**Available data**
__________

PR #1955, opened 2021-11-15
Multi-address client: throw  `MalformedURLException` instead of `IllegalArgumentException`

idelpivnitskiy:
Motivation:

`MalformedURLException` is more suitable for a use-case when an URL is
not in absolute-form.

Modifications:

- Throw  `MalformedURLException` instead of `IllegalArgumentException`;
- Try-catch `selectClient` operation and return failed `Single` in case
of an error;

Result:

`StreamingUrlHttpClient` try-catches all exception during client
selection and throws `MalformedURLException` when a non-absolute form
URL is provided.


idelpivnitskiy:
This code was reviewed and approved in #1924.

PR #1958, opened 2021-11-18
Reduce SSLSession cache misses

Scottmitch:
Motivation:
The key for SSLSession is `peerHost+peerPort`. Our builders current
set the peerHost before resolution is complete. This may result in
cache misses if the hostname resolves to multiple IPs.

Modifications:
- The peerHost should be set after resolution, when the IP address
  is known. The cache key will then be specific to a host and more
  likely to have a cache hit. The peerHost is not authoritative so
  overriding should be safe.

Result:
SSLSession cache hits are more likely to happen in practice.

### DIFF
--- a/servicetalk-tcp-netty-internal/src/main/java/io/servicetalk/tcp/netty/internal/ReadOnlyTcpClientConfig.java
+++ b/servicetalk-tcp-netty-internal/src/main/java/io/servicetalk/tcp/netty/internal/ReadOnlyTcpClientConfig.java
@@ -16,6 +16,7 @@
 package io.servicetalk.tcp.netty.internal;
 
 import io.servicetalk.transport.api.ClientSslConfig;
+import io.servicetalk.transport.api.DelegatingClientSslConfig;
 
 import io.netty.handler.ssl.SslContext;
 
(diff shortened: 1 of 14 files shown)


servicetalk-tcp-netty-internal/src/main/java/io/servicetalk/tcp/netty/internal/ReadOnlyTcpClientConfig.java
```diff
@@ -68,4 +80,58 @@ public String preferredAlpnProtocol() {
...
+            return peerHost;
+        }
+
+        @Override
+        public int peerPort() {
+            return peerPort;
+        }
+
+        @Override
+        public String sniHostname() {
```
idelpivnitskiy, line 128: Not related to this PR, but something to consider: is it worth changing a return type of this method to `javax.net.ssl.SNIHostName` instead of a `String`? It will eliminate a case when users passed a `String` that won't pass `SNIHostName` validation.

idelpivnitskiy (approved):

servicetalk-tcp-netty-internal/src/main/java/io/servicetalk/tcp/netty/internal/ReadOnlyTcpClientConfig.java
Scottmitch: good point. will consider for followup PR.

Scottmitch:
0.41 (back port PR https://github.com/apple/servicetalk/pull/1966)

PR #1962, opened 2021-11-19
Removing deprecated `ServiceDiscovererEvent` methods

chemicL:
Motivation:

Recently, `ServiceDiscovererEvent`'s (and consequently
`DnsServiceDiscovererObserver`'s) API has changed and the deprecations
can be removed in `main` branch.

Modifications:

Removed deprecated methods and reverted default implementations for new
methods.

Result:

Cleaner API with less deprecations.


idelpivnitskiy (approved):
`ServiceDiscovererUtils` is used only by `DefaultDnsClient`. Consider moving it to `servicetalk-dns-discovery-netty` module.

chemicL:
> `ServiceDiscovererUtils` is used only by `DefaultDnsClient`. Consider moving it to `servicetalk-dns-discovery-netty` module.

I moved it now.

__________

**What is required**
In the listing above, find the line containing "Removed deprecated methods", then reproduce it and each line after it through the end, exactly and with nothing added.

**Reply**
Removed deprecated methods and reverted default implementations for new
methods.

Result:

Cleaner API with less deprecations.


idelpivnitskiy (approved):
`ServiceDiscovererUtils` is used only by `DefaultDnsClient`. Consider moving it to `servicetalk-dns-discovery-netty` module.

chemicL:
> `ServiceDiscovererUtils` is used only by `DefaultDnsClient`. Consider moving it to `servicetalk-dns-discovery-netty` module.

I moved it now.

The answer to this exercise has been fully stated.